23. Jealousy

5.4K 1.2K 463
                                    

"Nggak boleh!"

Bunda langsung memelotot saat aku izin mau makan di luar sama teman. Kalau cuma makan di luar, biasanya Bunda nggak bertanya lebih lanjut siapa teman yang kumaksud, jadi aku nggak perlu menceritakan soal Mas Arion.

"Ini tempat ramen yang katanya enak banget, Bun! Tiap meja ada sekatnya, jadi nggak berkerumunan!"

Kemudian aku mendekati Bunda, menyodorkan Whatsapp yang menampakkan chat bersama admin restoran. "Nih, aku udah reservasi tempatnya, jadi bisa langsung dapet tempat, nggak pakai waiting list dan kemungkinan ketemu orang juga makin dikit."

Alih-alih menatap layar ponselku, Bunda malah mencibir. "Gaya banget kamu, pakai reservasi segala!"

"Ya soalnya ini kebijakan khusus pas PSBB, Bun! Mereka protokol kesehatannya ketat banget!" sahutku. "Aku udah suntuk banget di rumah aja tiga minggu. Mau refreshing bentar!"

Butuh akting lebih bagus untuk membujuk Bunda agar mau mendengarkan isi hatiku. Untung saja aku sudah ahli dalam hal ini. "Aku udah ngerjain semua tugas minggu ini. Udah nyetrika baju segunung, udah--"

"Jam lima udah harus sampai rumah!"

Senyumku langsung mengembang. Memang Bunda tuh pada dasarnya mudah dibujuk kalau urusan sepele begini. Kecuali kalau menginap, itu masih menjadi masalah serius yang belum bisa kupecahkan.

"Siap, laksanakan!" seruku girang.

Kalau hari biasa, pasti aku bakal protes karena dibatasi sampai pukul segitu aja. Namun, dengan kondisi seperti sekarang, dibolehin keluar saja sudah bersyukur banget. Lagi pula rencana kami cuma mau makan ramen.

"Perginya sama siapa sih? Kok girang amat?" selidik Bunda tiba-tiba.

Aku segera bangkit dari sofa, lalu mengantongi ponsel. "Temen."

"Temenmu kan punya nama, Dek!" sungut Bunda.

"Inisialnya A!" setelah berseru begitu, aku langsung menaiki anak tangga untuk menuju kamarku.
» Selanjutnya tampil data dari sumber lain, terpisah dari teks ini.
PR #892, opened 2018-05-09
[IOS-651]: Use additional test networks

yuliaveres:
Now we do not allow network switching on Dev or Debug, just on Production, due to PN registration certificates related reason. New networks are added here - Kovan and Rinkeby; Ropsten network path being adjusted according to the build.


Toshi/Controllers/Settings/SettingsController.swift
```diff
@@ -36,7 +36,11 @@ class SettingsController: UIViewController {
             case .security:
                 return [.security]
             case .settings:
+                #if DEBUG || TOSHIDEV
+                return [.localCurrency, .signOut]
+                #else
                 return [.localCurrency, .advanced, .signOut]
+                #endif
```
designatednerd: a) Can you indent the `return` statements here since they're within an if/else block please? 
b) can you clarify a bit why push notifications aren't working for other networks if we're on debug, which seems like why we're disabling access to the advanced section here? 
c) How will this be affected in the future when we add the wallet stuff to the advanced section?

Toshi/Network/NetworkSwitcher.swift
```diff
@@ -26,43 +26,61 @@ enum NetworkInfo {
...
         static let MainNet = "https://ethereum.service.toshi.org"
-        static let RopstenTestNetwork = "https://ethereum.development.service.toshi.org"
         static let ToshiTestNetwork = "https://ethereum.internal.service.toshi.org"
+        static let Kovan = "https://toshi-eth-service-kovan.herokuapp.com"
+        static let Rinkeby = "https://toshi-eth-service-rinkeby.herokuapp.com"
+        #if TOSHIDEV
+        static let Ropsten = "https://ethereum.development.service.toshi.org"
+        #else
+        static let Ropsten = "https://toshi-eth-service-ropsten.herokuapp.com"
+        #endif
```
designatednerd: a) Same request on indentation
b) Should this also check for `DEBUG`, or does the `TOSHIDEV` flag also cover the debug build?
c) Why does this change Ropsten instead of the toshi test network? It seems like it's a different address for that rather than for the Ropsten network, but maybe I'm missing something happening under the hood
d) This could also just be moved into the `path` property of Network instead of being a separate struct if you'd like

Toshi/Network/NetworkSwitcher.swift
```diff
@@ -26,43 +26,61 @@ enum NetworkInfo {
     struct Label {
 
         static let MainNet = Localized.mainnet_title
-        static let RopstenTestNetwork = Localized.ropsten_test_network_title
         static let ToshiTestNetwork = Localized.toshi_test_network_title
+        static let Kovan = Localized.kovan_network_title
+        static let Rinkeby = Localized.rinkeby_network_title
+        static let Ropsten = Localized.ropsten_network_title
```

"Inisial A itu siapa?! Bunda tanya namanya, bukan ngajak main teka-teki silang!" teriak Bunda yang kubiarkan mengambang tanpa jawaban.

Semalam aku cuma iseng tanya Mas Arion soal tugas. Tadinya nggak kepikiran mau tanya dia sih, cuman di saat aku lagi pusing banget nggak tau jawabannya, Mas Arion malah kirim pesan. Ya sudah, aku minta ajarin sekalian.
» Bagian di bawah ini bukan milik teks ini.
PR #893, opened 2018-05-09
Hotterfix

designatednerd:
This PR is branched off of the submitted build. 

This is what was causing our tests to fail - hitting stuff in the profile before we had a shared cereal. I *think* we might be safe as if installing a brand new build and then signing in or creating a user works on the submitted build. It might just be a testing issue.


designatednerd:
Closing this as unnecessary - only issue was with tests, nothing else hits the profile without having gotten to the appropriate point. Will go with fixes on the primary `hotfix` branch.

PR #897, opened 2018-05-10
[IOS-659] Implement add token service methods

marijnschilling:
Added the two new API Calls and added tests for them

ADD CUSTOM ERC20 TOKEN:

> POST `/v1/token`
> Adds a custom erc20 token to the list of tokens, and/or forces a token to always show in the token balance list even if it has a 0 balance. Uses Toshi-ID authentication headers to proove ownership of an ethereum address.
> 
> name, symbol and decimals are optional, and the service will attempt to get the value from the contract metadata if they aren’t given.

SPECIFIC ERC20 TOKEN:

> GET /v1/token/{token_address}
> 
> Returns name, symbol and decimals for the given erc20 token

- I will add tests for the expected headers as well as soon as [bakkenbaeck/Teapot#33](url) is merged.
- I'm wondering if making the address optional in `CustomToken` struct is the good way to go. When adding a token this field is _not_ optional. But when getting specific token we use the address to return the three other fields. So to create the same `CustomToken` object from those results I had to make the address optional. I'm wondering if I should just add the address where the request was made with to the CustomToken tehre to make it non-optional.

### DIFF
--- a/Tests/Mocks/AddToken/0x4d8fc1453a0f359e99c9675954e656d80d996fbf.json
+++ b/Tests/Mocks/AddToken/0x4d8fc1453a0f359e99c9675954e656d80d996fbf.json
@@ -1,0 +1,5 @@
+{
+  "symbol": "BEE",
+  "name": "Bee",
+  "decimals": 18
+}
--- a/Toshi/APIClients/EthereumAPIClient.swift
+++ b/Toshi/APIClients/EthereumAPIClient.swift
@@ -354,12 +354,16 @@ final class EthereumAPIClient {
 
             let customTokenData = CustomToken(contractAddress: address, name: name, symbol: symbol, decimals: decimals)
             guard let jsonData = customTokenData.toOptionalJSONData() else {
-                completion(false, nil)
+                DispatchQueue.main.async {
+                    completion(false, nil)
+                }
                 return
             }
 
             guard let headers = try? HeaderGenerator.createHeaders(timestamp: timestamp, path: path, payloadData: jsonData) else {
-                completion(false, nil)
+                DispatchQueue.main.async {
+                    completion(false, nil)
+                }
                 return
             }
 
--- a/Toshi/APIClients/EthereumAPIClient.swift
+++ b/Toshi/APIClients/EthereumAPIClient.swift
@@ -347,13 +347,13 @@ final class EthereumAPIClient {
         }
     }
 
-    func addToken(with address: String, completion: @escaping ((_ success: Bool, _ error: ToshiError?) -> Void)) {
+    func addToken(with address: String, name: String? = nil, symbol: String? = nil, decimals: Int? = nil, completion: @escaping ((_ success: Bool, _ error: ToshiError?) -> Void)) {
         timestamp(mainTeapot) { timestamp, _ in
             guard let timestamp = timestamp else { return }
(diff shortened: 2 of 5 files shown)


designatednerd:
Ooh I bet the time stamp is looking for the headers even though it’s an overridden endpoint - I will try to fix this tomorrow

Tests/Mocks/AddToken/0x4d8fc1453a0f359e99c9675954e656d80d996fbf.json
```diff
@@ -0,0 +1,5 @@
+{
+  "symbol": "BEE",
```
designatednerd: 🐝

Toshi/APIClients/EthereumAPIClient.swift
```diff
@@ -347,6 +347,85 @@ final class EthereumAPIClient {
...
     }
 
+    func addToken(with address: String, name: String? = nil, symbol: String? = nil, decimals: Int? = nil, completion: @escaping ((_ success: Bool, _ error: ToshiError?) -> Void)) {
+        timestamp(mainTeapot) { timestamp, _ in
+            guard let timestamp = timestamp else { return }
+            let path = "/v1/token"
+
+            let customTokenData = CustomToken(contractAddress: address, name: name, symbol: symbol, decimals: decimals)
+            guard let jsonData = customTokenData.toOptionalJSONData() else {
+                completion(false, nil)
```
designatednerd: you probably need to fire these completion blocks off on the main thread

yuliaveres:
@marijnschilling could you please make sure this works ? 
https://bakkenbaeck.slack.com/archives/C0PHFR45V/p1526287942000254

yuliaveres:
especially, `POST` test token with its address `0x4306b90c513d133d66f6925a4fd3ee675ce73c67` (it is shown here as well: https://token-eth-faucet-development.herokuapp.com) to check if our implementation does what is needed.

Toshi/Controllers/Wallet/Models/Token.swift
```diff
@@ -139,3 +139,20 @@ extension Token: WalletItem {
         return symbol
     }
 }
+
+// MARK: - Custom Token
+
+struct CustomToken: Codable {
```
yuliaveres: I would not create a third way to represent a token, we already have `Token`, `EtherToken` and here `CustomToken` which are all of same purpose and fields (some might be optional). 
While implementing wallet items / tokens persistence, I tackled an issue with EtherToken, after being fetched from cache, being represented as Token; thus a lot of things were broken due to differences in their implementation. I got rid of EtherToken and moved logic relating to it to Token (https://github.com/toshiapp/toshi-ios-client/pull/901). Please, could you adjust and use Token as well ?

yuliaveres: (discussed)

marijnschilling: I don't think i can do the same for CustomToken, i would have to make all Token related fields optional. Which would mean that if the type is not handled well things will be very much broken as well. So it won't solve the problem. I'm going to discuss a better solution, but for now leave customToken as a type.

marijnschilling:
Moved over to the private rep.

PR #898, opened 2018-05-11
Separate Carthage Updates from feature branch

designatednerd:
Trying to make #890 a little less gigantic


designatednerd:
Since this only deals with dependencies that are definitely getting added in another PR and it passes all tests, and the other Toshi iOS folks are off today, I'm gonna go ahead and merge this.

PR #899, opened 2018-05-11
Image Picking Centralization + Other Alerting Improvements

designatednerd:
In this PR: 

- Image picking has been (mostly) centralized to a protocol. This also allowed me to centralize not showing the option for a camera if a device doesn't have one (ex, is a simulator or an old-ass iPod Touch)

Selesai mengerjakan tugas, saat aku sudah siap-siap mau tidur, pesan dari Mas Arion masuk.

Mas Arion Koor HPD : besok mau jalan nggak?
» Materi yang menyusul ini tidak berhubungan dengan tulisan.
PR #900, opened 2018-05-14
[IOS-661]: Wallet tests and identicon logic extraction

yuliaveres:


Toshi/Models/Wallet/Wallet.swift
```diff
@@ -102,9 +101,7 @@ struct Wallet {
 
             let operation = BlockOperation()
             operation.addExecutionBlock {
-
-                let blockies = Blockies(seed: wallet.address)
-                if let identicon = blockies.createImage() {
+                if let identicon = Identicon.generate(for: wallet.address) {
```
marijnschilling: Do we need to catch an error when the identicon generation fails?

Toshi/Avatars/Identicon.swift
```diff
@@ -0,0 +1,43 @@
...
+    /// Generates identicon for given address.
+    ///
+    /// - Parameters:
+    ///   - seed: The seed to be used.
+    ///   - size: The number of blocks per side for this image. Defaults to 8.
+    ///   - scale: The number of pixels per block. Defaults to 6.
+    ///   - color: The foreground color. Defaults to nil, then random is used indside Blockies.
+    ///   - bgColor: The background color. Defaults to nil, then random is used indside Blockies.
+    ///   - spotColor: A color which forms mouths and eyes. Defaults to nil, then random is used indside Blockies.
+    static func generate(for address: String, size: Int = defaultBlocksSize, scale: Int = defaultScale, color: UIColor? = nil, bgColor: UIColor? = nil, spotColor: UIColor? = nil) -> UIImage? {
```
marijnschilling: I think a basic tests for when we put in a valid address it should return a valid result could help us detect regression on this method. 

We could even consider testing this method by comparing the data of the result, but not sure if that would be valuable. You can decide!

Tests/WalletTests.swift
```diff
@@ -0,0 +1,54 @@
...
+                "0xa40cfbfc8534ffc84e20a7d8bbc3729b26a35f6f",
+                "0xb191a13bfe648b61002f2e2135867015b71816a6",
+                "0x593814d3309e2df31d112824f0bb5aa7cb0d7d47",
+                "0xb14c391e2bf19e5a26941617ab546fa620a4f163",
+                "0x4c1c56443abfe6dd33de31daaf0a6e929dbc4971"]
+    }()
+
+    private lazy var testCereal: Cereal = {
+        guard let cereal = Cereal(words: ["abandon", "abandon", "abandon", "abandon", "abandon", "abandon", "abandon", "abandon", "abandon", "abandon", "abandon", "about"]) else {
+            fatalError("failed to create cereal")
```
marijnschilling: I think for tests it's clearer to throw a XCTAssertFalse("failed to create cereal") when this happens, this way we get a clear message when and why the test failed instead of breaking the tests that are being run.

Not sure if this means you need to move this to a local var in the testMethod or if It might also work when you do the assertion in this lazy var though, but maybe test if that works!

Tests/WalletTests.swift
```diff
@@ -0,0 +1,54 @@
...
+// but WITHOUT ANY WARRANTY; without even the implied warranty of
+// MERCHANTABILITY or FITNESS FOR A PARTICULAR PURPOSE.  See the
+// GNU General Public License for more details.
+//
+// You should have received a copy of the GNU General Public License
+// along with this program.  If not, see <http://www.gnu.org/licenses/>.
+
+@testable import Toshi
+import XCTest
+import BlockiesSwift
```
marijnschilling: Why is this import necessary here?

Tests/WalletTests.swift
marijnschilling: Ha the idea is that we would circumvent the fatalError this way, since then the tests will crash and fail instead of just fail with an error. 

ut i saw this being done in other placed of the app as well, so it's really not vital.

Tests/WalletTests.swift
```diff
@@ -0,0 +1,54 @@
...
+    }()
+
+    private lazy var testCereal: Cereal = {
+        guard let cereal = Cereal(words: ["abandon", "abandon", "abandon", "abandon", "abandon", "abandon", "abandon", "abandon", "abandon", "abandon", "abandon", "about"]) else {
+            fatalError("failed to create cereal")
+        }
+        return cereal
+    }()
+
+    override func setUp() {
```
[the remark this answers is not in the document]
designatednerd: [addressed]

Toshi/Models/Wallet/Wallet.swift
designatednerd: [addressed]

Toshi/Avatars/Identicon.swift
designatednerd: [addressed]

Dengan antusias, aku menyahut, "Mau banget! Pengen makan dine in aja. Rasanya kayak udah lama banget nggak makan di luar."

Singkat cerita, kami pun sepakat untuk makan siang bersama hari ini. Lebih tepatnya aku yang ngebet banget ingin pergi secepatnya karena sudah keburu stres di rumah aja.

Hanya butuh waktu dua puluh menit untukku siap-siap, karena sudah mandi sejak pagi tadi sebelum kuliah online. Senyumku melebar saat mendapati pesan dari Mas Arion yang bilang sudah dalam perjalanan ke rumahku sejak lima menit lalu.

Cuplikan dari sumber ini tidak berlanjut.